A word-for-word transcription of all the data is required.

+--

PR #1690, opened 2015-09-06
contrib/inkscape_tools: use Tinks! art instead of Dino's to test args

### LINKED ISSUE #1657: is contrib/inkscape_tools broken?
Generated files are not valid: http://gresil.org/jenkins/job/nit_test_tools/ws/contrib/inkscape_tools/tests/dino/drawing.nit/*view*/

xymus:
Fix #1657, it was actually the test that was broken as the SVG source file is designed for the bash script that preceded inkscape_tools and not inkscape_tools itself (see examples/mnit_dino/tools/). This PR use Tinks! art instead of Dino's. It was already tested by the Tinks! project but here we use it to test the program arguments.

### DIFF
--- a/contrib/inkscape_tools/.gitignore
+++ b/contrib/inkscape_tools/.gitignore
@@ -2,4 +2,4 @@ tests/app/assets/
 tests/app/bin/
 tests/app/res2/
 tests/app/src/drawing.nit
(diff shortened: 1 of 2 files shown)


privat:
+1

+--

Task result:
PR #1690, opened 2015-09-06
contrib/inkscape_tools: use Tinks! art instead of Dino's to test args

### LINKED ISSUE #1657: is contrib/inkscape_tools broken?
Generated files are not valid: http://gresil.org/jenkins/job/nit_test_tools/ws/contrib/inkscape_tools/tests/dino/drawing.nit/*view*/

xymus:
Fix #1657, it was actually the test that was broken as the SVG source file is designed for the bash script that preceded inkscape_tools and not inkscape_tools itself (see examples/mnit_dino/tools/). This PR use Tinks! art instead of Dino's. It was already tested by the Tinks! project but here we use it to test the program arguments.

### DIFF
--- a/contrib/inkscape_tools/.gitignore
+++ b/contrib/inkscape_tools/.gitignore
@@ -2,4 +2,4 @@ tests/app/assets/
 tests/app/bin/
 tests/app/res2/
 tests/app/src/drawing.nit
(diff shortened: 1 of 2 files shown)


privat:
+1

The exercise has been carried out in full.